The ImmutableCircle class uses layering, or the "has-a" relationship, with the MutableCircle class. When you create an ImmutableCircle object, you also create a MutableCircle object. Users of the ImmutableCircle object, however, cannot access the underlying MutableCircle object. They can access only the immutable methods provided in the ImmutableCircle class. Unlike the earlier immutable interface example, the user of these classes cannot cast between them.

This solution is particularly useful when you are unable to modify an existing mutable class. For example, the class might be part of a library you are using, and you do not have access to the source code to use the other techniques. In this case, you can use the layering approach.

However, this solution has a downside. Coding the delegation model requires more work to implement and more effort to understand and maintain. In addition, a performance penalty is associated with each delegated method call. Consider these factors before deciding which technique to use.

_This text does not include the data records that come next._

PR #4085, opened 2015-11-02
OAE redirects to activity page when not signed in (instead of staying on the page you needed)

mrvisser:
See video for specifics: https://youtu.be/ePAc6WiazfA

When our students navigate to OAE by a link and are not signed in, they cannot post.  When they click sign in, instead of it keeping them where they wanted to post/contribute, they are redirected back to their recent activity.  In many cases, they have to retrace their steps to click the link again to get to where they needed to be.

### DIFF
--- a/node_modules/oae-core/topnavigation/js/topnavigation.js
+++ b/node_modules/oae-core/topnavigation/js/topnavigation.js
@@ -78,7 +78,6 @@ define(['jquery', 'oae.core', 'activityadapter'], function($, oae, ActivityAdapt
          */
         var initRightMenu = function() {
             if (oae.data.me.anon) {
-                console.log(JSON.stringify(oae.api.util.url(), null, 2))
                 $('#topnavigation-right', $rootel).append(oae.api.util.template().render($('#topnavigation-right-anonymous-template', $rootel), {
                     'authStrategyInfo': authStrategyInfo,
                     'redirectUrl': signInRedirectUrl || oae.api.util.url().attr('relative'),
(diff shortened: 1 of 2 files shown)


mrvisser:

node_modules/oae-core/topnavigation/js/topnavigation.js
```diff
@@ -67,7 +67,8 @@ define(['jquery', 'oae.core', 'activityadapter'], function($, oae, ActivityAdapt
         var initLeftMenu = function() {
```
nicolaasmatthijs: @mrvisser : Does this mean that this is not a bug, but a feature we never really had ?

node_modules/oae-core/topnavigation/js/topnavigation.js
```diff
@@ -67,7 +67,8 @@ define(['jquery', 'oae.core', 'activityadapter'], function($, oae, ActivityAdapt
...
             var $template = oae.data.me.anon ? $('#topnavigation-left-anonymous-template') : $('#topnavigation-left-loggedin-template');
             oae.api.util.template().render($template, {
-                'authStrategyInfo': authStrategyInfo
+                'authStrategyInfo': authStrategyInfo,
+                'redirectUrl': signInRedirectUrl || oae.api.util.url().attr('relative')
```
nicolaasmatthijs: Can we

a. Default to `oae.api.util.url().attr('relative')` inside of oae.api.authentication.getLoginRedirectUrl();`

or

b. Default to `oae.api.util.url().attr('relative')` on line 27 (`var signInRedirectUrl = oae.api.authentication.getLoginRedirectUrl();`

// Get the redirect URL
         var signInRedirectUrl =

mrvisser: We have to distinguish between there being an explicit redirect (e.g., a `?url=...` parameter) and us just "softly" indicating where to redirect after login. The former results in the signin action automatically being triggered.

node_modules/oae-core/topnavigation/js/topnavigation.js
mrvisser: It could have been a feature that was lost with between topnav refactoring and inviting guests. But I'm not entirely sure.

PR #4095, opened 2016-03-08
Configurable guest invitations bugbash follow-up

simong:
Allow you to invite guests that end up on a non-guest tenant


shared/oae/bundles/ui/default.properties
```diff
@@ -621,6 +621,9 @@ WHAT_WOULD_YOU_LIKE_TO_CALL_YOUR_GROUP = What would you like to call your group?
 WHAT_WOULD_YOU_LIKE_TO_DISCUSS = What would you like to discuss?
 WORD_DOCUMENT = Word document
 XML_DOCUMENT = XML document
+YOU_ARE_NOT_ABLE_TO_ADD_EMAIL_ADDRESSES_1 = You are not able to add ${emailAddress1}
+YOU_ARE_NOT_ABLE_TO_ADD_EMAIL_ADDRESSES_2 = You are not able to add ${emailAddress1} and ${emailAddress2}
+YOU_ARE_NOT_ABLE_TO_ADD_EMAIL_ADDRESSES_2+ = You are not able to add ${emailAddress1} and ${emailAddressesMinusOne} others
```
simong: I decided not to add in the context as that would require us to pass in the context into the oae.api.util setup autosuggest method which seemed like overkill.

nicolaasmatthijs: I would make this `Unable to add ...` and wouldn't cut this off to just 2 email addresses. I think we need to show all email addresses that could not be added explicitly in `<email1>, <email2> and <email3>` list

nicolaasmatthijs:
Finished review. Back to @simong for follow-up

nicolaasmatthijs:
Looks good. Merged.

PR #4098, opened 2016-04-18
Updated Font-Awesome to 4.6

sallakarppinen:
I included the other font files in addition to .woff as well.


nicolaasmatthijs:
A few higher level feedback items:

- As we discussed during the stand-up, PRs should be sent from a branch rather than master
- Rather than creating a completely new Pull Request, it's preferred to attach the code to the existing ticket using hub (https://github.com/github/hub)

nicolaasmatthijs:
Visual regressions:

- The icons on the landing page have increased in height by 5px. We should investigate what new FontAwesome rule is causing this and fix the regression

screen shot 2016-04-20 at 21 39 25

- The icons in the left hand navigation have moved slightly down and are no longer vertically aligned with the text

screen shot 2016-04-20 at 21 42 05

nicolaasmatthijs:

sallakarppinen:
>     As we discussed during the stand-up, PRs should be sent from a branch rather than master
>     Rather than creating a completely new Pull Request, it's preferred to attach the code to the existing ticket using hub (https://github.com/github/hub)

Acknowledged - I'll continue using this pull request for this task as it's already been created but will make sure to follow these guidelines in the future.

> The icons on the landing page have increased in height by 5px. We should investigate what new FontAwesome rule is causing this and fix the regression

I can't reproduce this - the icons seem to be one pixel wider than previously but all seem the same height (35px) to me. Which browser was this discovered with? I've tried Chromium and Firefox with no luck. Do you mean the icons themselves, not the containing element?

> The icons in the left hand navigation have moved slightly down and are no longer vertically aligned with the text

Fixed.

nicolaasmatthijs:
>> The icons on the landing page have increased in height by 5px. We should investigate what new FontAwesome rule is causing this and fix the regression
> I can't reproduce this - the icons seem to be one pixel wider than previously but all seem the same height (35px) to me. Which browser was this discovered with? I've tried Chromium and Firefox with no luck. Do you mean the icons themselves, not the containing element?

I'm using Firefox 45.0.2.

Before:

screen shot 2016-04-21 at 07 24 47

screen shot 2016-04-21 at 07 25 26

After:

screen shot 2016-04-21 at 07 22 11

screen shot 2016-04-21 at 07 25 51

sallakarppinen:
Ah, sorry. I think that should fix it.

sallakarppinen:
A question regarding the higher level feedback from earlier: I tried hub and using the issue-to-pull request feature it offers and got a warning saying 'Issue to pull request conversion is deprecated and might not work in the future.' Should I keep using it and just make sure to never update the app or is there another method to achieve the same?

mrvisser:
@sallakarppinen yea feel free to ignore the warning until the feature is removed, because for our workflow it keeps things a bit cleaner. For us, it's rare to have an issue opened, and have multiple substantially different approaches come in as PRs as we iterate over the issue. The problem of separate issue from PR for us is that it tends to split the conversation and leave cruft in the issue tracker after a PR is merged.

When the endpoint is removed we'll likely just iterate over this process, but I wouldn't be surprised if the endpoint is removed with a suitable alternative for this kind of use-case (i.e., better issue-linking or something).

sallakarppinen:
Closed in favour of #4128.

Table 1 lists the advantages and disadvantages of the techniques to provide immutable objects.

Table 1

Immutability Techniques

Technique Advantages Disadvantages
Immutable interface Easy and straightforward.
No performance penalty.
Can be breached
Common interface or base class Cannot be breached.
Clean way to separate mutable objects from immutable objects.
Extra classes to implement.
Deeper class hierarchy.
Immutable delegation class Cannot be breached.
Useful when you cannot change the source of an existing mutable class.
Performance penalty.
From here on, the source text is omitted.